Contrary to some encouraging signs in relations with its arch-rival India, Pakistan’s current state of relationship with old ally and friend the United States continuously faces turbulence. Foreign Minister Hina Rabbani’s utterances of relationship back on track, there exists mistrust between them. It is nave to think that the two countries will return back to the relationship that existed during the cold war era. There are still a lot of convergences between the two to move forward.

The outbreak of violent protests in the streets all across Pakistan against the sacrilegious film is another manifestation of public anger in Pakistan against the United States. Unfortunately, some of those protests turned violent and, sadly, resulted in loss of life. The two governments have been pleading that there is no justification for violence. Out of sheer mistrust about the United States, the people of Pakistan are not willing to go with the official position of the United States that the video at the core of this series of events which is offensive, disgusting, and reprehensible.
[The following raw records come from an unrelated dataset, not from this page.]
PR #534, opened 2016-09-08
Update background-geolocation.ts

cambronjay:
Updated documentation for BackgroundGeolocation best practices.

### DIFF
--- a/src/plugins/background-geolocation.ts
+++ b/src/plugins/background-geolocation.ts
@@ -168,7 +168,8 @@ export interface Config {
  *
  * // When device is ready :
  * platform.ready().then(() => {
- *
+ *     // IMPORTANT: BackgroundGeolocation must be called within app.ts and or before Geolocation. Otherwise the platform will not ask you for background tracking permission. 
+ * 
  *     // BackgroundGeolocation is highly configurable. See platform specific configuration options
  *     let config = {
  *             desiredAccuracy: 10,


keithdmoore:
You don't need the Geolocation plugin if you are using the Background Geolocation plugin.

cambronjay:
What if the user is currently using the app? Does BackgroundGeoLocation grab current coordinates if the app is in use? Also, if the user changes their location services settings to "While using" will that break BackgroundGeoLocation?

keithdmoore:
Looks like this wrapper is a fork of the original plugin.  In the original, you can call getCurrentPosition() at anytime.

cambronjay:
getCurrentPosition() can be called on by BackgroundGeolocation? Can you put this is in the documentation? I am seeing people use both Geolocation and BackgroundGeolocation to accomplish their goals.

keithdmoore:
It looks like this version of the plugin, that method is not available

cambronjay:
So I wonder if it is still best practice to use Geolocation with BackgroundGeolocation? Will the next version of ionic native combine the two plugins? I think clarification should be made on Geolocation versus BackgroundGeolocation and how each are affected when app permissions change. Would make more sense to combine them and have one tracking plugin. I am constantly seeing people build ionic apps using both plugins, thus the need to update the documentation about calling BackgroundGeolocation before Geolocation. If you use both and don't do this then the app will never ask for background tracking permission.

ihadeed:
@cambronjay we can't merge the two plugins together. That would be something you would need to ask the plugin developers to do. Ionic Native only provide wrappers for other plugins.

cambronjay:
@ihadeed I am talking hypothetically it would be a nice feature. Mainly this issue was about the problems that occurred when using both background geolocation and geolocation within the same application. The background geolocation plugin needs to be placed within app.ts before geolocation or it will not ask for the correct permissions. This is about just placing that note within the documentation.

PR #536, opened 2016-09-08
feat(localNotifications): added register and has permission functions

hotforfeature:
Added a couple of missing features from the cordova-plugin-local-notifications repo

https://github.com/katzer/cordova-plugin-local-notifications/wiki/04.-Scheduling#permission


ihadeed:
thanks

PR #561, opened 2016-09-20
Extension of the BackgroundGeolocation plugin

krizroring:
Extension of the BackgroundGeolocation plugin to make it compatible with the latest version of the plugin


mlynch:
Thanks!

PR #575, opened 2016-09-24
Fix exports index.ts  comments 1.3.22

ramonornela:


ramonornela:
Closes exports with `export * from <module> `

PR #576, opened 2016-09-24
Fix export isdebug

ramonornela:


mlynch:
Thanks, I had commented those out for a quick test and they're back in now so I'm going to close this. The export isDebug could be a separate PR if you're up for it, though please explain what it's doing.

PR #598, opened 2016-09-27
Fix shareWithOptions method signature

hoisel:
Fix shareWithOptions method signature, replacing 'options.file' property with 'options.files' to match social sharing plugin [method interface](https://github.com/EddyVerbruggen/SocialSharing-PhoneGap-Plugin/blob/master/src/android/nl/xservices/plugins/SocialSharing.java#L209)


ihadeed:
Thanks!

PR #599, opened 2016-09-28
feat(googlemaps): support bounds in Geocoder

zoehneto:
When using the `Geocoder.geocode` method, the area can be restricted to a rectangle using the bounds array. This array is optional and can contain two `LatLng` objects. The first `LatLng` specifies the lower left corner, the second `LatLng` specifies the upper right corner.

See:
[Implementation in the plugin](https://github.com/mapsplugin/cordova-plugin-googlemaps/blob/30a28dfee236bbdaa95e17b752f9c40116069b44/src/android/plugin/google/maps/MyGeocoder.java#L64)
[Android developer docs for the used method](https://developer.android.com/reference/android/location/Geocoder.html#getFromLocationName(java.lang.String, int, double, double, double, double))

### DIFF
--- a/src/plugins/googlemaps.ts
+++ b/src/plugins/googlemaps.ts
@@ -900,6 +900,7 @@ export class GoogleMapsLatLng {
  */
 export interface GeocoderRequest {
   address?: string;
+  bounds?: GoogleMapsLatLng[];
   position?: { lat: number; lng: number };
 }
 /**


ihadeed:
Are you sure the correct type is `GoogleMapsLatLng[]` and not `GoogleMapsLatLngBounds` ?

zoehneto:
Yes, internally this is converted to JSON and then the lat and leg properties of the object are read (I tested this change in a personal project and it works there).

ihadeed:
Alright thanks, will merge soon

martyan:
Hi Folks, is it possible to return bounds in the `GeocoderResult` result as well? 

This would be useful e.g. when you're looking for 'Amsterdam' and want to zoom to it, but you can't determine the correct zoom because you only got the `GoogleMapsLatLng`.

Cheers!

PR #600, opened 2016-09-28
fix(push): Add support for passing notification id into finish

sdsanders:
This is included in the push plugin typings but is missing from Ionic Native: https://github.com/DefinitelyTyped/DefinitelyTyped/blob/master/phonegap-plugin-push/phonegap-plugin-push.d.ts


ihadeed:
thanks

PR #603, opened 2016-09-28
fix(PowerManagement): repo url

gianpaj:
Fixes the link that is generated in the docs here
http://ionicframework.com/docs/v2/native/powermanagement/


ihadeed:
thanks

PR #611, opened 2016-10-01
chore(): deleted ionic-gulp-tslint change for gulp-tslint directly

ramonornela:
The ideal that gulp be used only in Project, It is still out of date with dependencies in package.json and with new process @ionic-app-scripts maybe o gulp be deprecated.

Thanks


ramonornela:
@ihadeed see https://github.com/driftyco/ionic-gulp-tasks/commit/e965df589e507e1ccdc8597f6ab238a978b9ea1b

Thanks

ihadeed:
thanks @ramonornela

PR #1130, opened 2017-03-02
Revert "fix(File): typing where `FileError` can be thrown"

ihadeed:
Reverts driftyco/ionic-native#1086


vegardlarsen:
Any specific reason why #1086 was reverted?

ihadeed:
@vegardlarsen the build was failing because lines like this one  https://github.com/driftyco/ionic-native/blob/master/src/plugins/file.ts#L489 were returning `Promie<FileError>`. 

I ended up implementing the changes in #1086 again, but I changed `Promise<FileError>` to `Promise<any>` so that the TypeScript compiler doesn't throw any errors. So basically your fix is currently implemented.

The meeting between Foreign Minister Hina Rabbani Khar and Hillary Clinton in Washington on September 21was very important. The two sides seem recognising that they can achieve more when they work together on a focused agenda. They share the priority remains pursuing our joint counter-terrorism objectives to ensure the security of American and Pakistani citizens alike. They face a common threat from a common enemy, and they need to confront terrorism and extremism together instead of pointing fingers at each other. Pakistan’s parliament has called for expelling foreign fighters, if any on its soil, so that Pakistan’s territory can be fully under control of the Pakistani Government and cannot be used to launch attacks against other nations. Similarly, the `successful’ first meeting of the Safe Passage Working Group in Islamabad which brought together Afghan, Pakistani, and US representatives to advance the peace process in Afghanistan. The Pakistani government’s public call for insurgents to come forward and talk with the Afghan government was particularly important.

Conclusions

Bilateral relations between Pakistan and the United States definitely go far beyond the shared security concerns. There is a dire need of working together, particularly to create economic opportunity for Pakistanis. They need to shift economic relationship from aid to trade and investment. The United States need to help Pakistan attract more private sector investment. The two countries hope to finalise a bilateral investment treaty soon.

What is also very important within this architecture is the counter-terrorism cooperation that they can do together. The last few months, maybe the biggest negative externality of the dip in relations has been the counter-terrorism objectives of both the countries. They need to realise that terrorists of any type, breed, colour, anywhere, are a threat to Pakistan as much as they are a threat to anyone. And it is for that reason that Pakistan stands today at the vanguard, having made the most sacrifices in blood and treasure than any other country in the world, having lost 30,000 civilians, having lost 6,000 soldiers to this fight, having a huge economic cost. The United States and Pakistan today have a unique opportunity to be able to work together to ensure that there is no security vacuum left in Afghanistan. Pakistan and the United States have to ensure together that the Afghan people are able to decide for their own future and live as a sovereign, independent country which is a source of stability and peace in the region after a 30-long year bloodshed, violence and instability.